Reputation: 188
I am new to spark. I use structured streaming to read data from kafka.
I can read the data using this code in Scala:
val data = spark.readStream
.format("kafka")
.option("kafka.bootstrap.servers", brokers)
.option("subscribe", topics)
.option("startingOffsets", startingOffsets)
.load()
My data in the value column are Thrift records. Streaming api gives the data in binary format. I see examples of casting the data to string or json but I am not able to find any examples of how to deserialize the data to Thrift.
How can I achieve this?
Upvotes: 2
Views: 1378
Reputation: 73
Well, here is the followup solution. I can't post my own code, but here is the public code you can use, credit given to the owner/coder.

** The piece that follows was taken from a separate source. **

PR #290, opened 2024-10-09
Add initial event feed support

ecooper:
This PR adds support for change feeds in the JS driver. To do this, we add a new `FeedClient` that can be initialized via `Client.feed(eventSource)`. `FeedClient` can then be used as a async generator for each page or event by event via `flatten`. `nextPage` is exposed for consumers who don't want to use the generator pattern.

https://github.com/airbnb/airbnb-spark-thrift/blob/master/src/main/scala/com/airbnb/spark/thrift/
First of all, you need to convert the array[byte]/value to Row by calling convertObject
function, let's call it makeRow
Second of all, you need to get your thrift class structType/schema by calling convert
function, let's call the final result schema
Then you need to register an UDF like this val deserializer = udf((bytes: Array[Byte]) => makeRow(bytes), schema)
Note: You can not derictly use makeRow without passing the schema, otherwise Spark will complains: Schema for type org.apache.spark.sql.Row is not supported
Then you can use it in this way:
val stuff = kafkaStuff.withColumn("data", deserializer(kafkaStuff("value")))
val finalStuff = stuff.select("data.*")
And...you are done! Hope this helps.
And give another credit to this post Spark UDF for StructType / Row which gives me the final idea when my previous solution is so close.
Upvotes: 1
Reputation: 880
I found this blog on the databricks web site. It shows how Spark SQL’s APIs can be leveraged to consume and transform complex data streams from Apache Kafka.
There is a section explaining how UDF can be used to Deserializer rows:
object MyDeserializerWrapper {
val deser = new MyDeserializer
}
spark.udf.register("deserialize", (topic: String, bytes: Array[Byte]) =>
MyDeserializerWrapper.deser.deserialize(topic, bytes)
)
df.selectExpr("""deserialize("topic1", value) AS message""")
I am using java and therefore had to to write the following sample UDF, to check how it can be called in java:
UDF1<byte[], String> mode = new UDF1<byte[], String>() {
@Override
public String call(byte[] bytes) throws Exception {
String s = new String(bytes);
return "_" + s;
}
};
Now i can use this UDF in the structured streaming word count example, as follows:
Dataset<String> words = df
//converted the DataFrame to a Dataset of String using .as(Encoders.STRING())
// .selectExpr("CAST(value AS STRING)")
.select( callUDF("mode", col("value")) )
.as(Encoders.STRING())
.flatMap(
new FlatMapFunction<String, String>() {
@Override
public Iterator<String> call(String x) {
return Arrays.asList(x.split(" ")).iterator();
}
}, Encoders.STRING());
The next step for me is to write a UDF for the thrift deserialization. I will post it as soon as i am done.
Upvotes: -1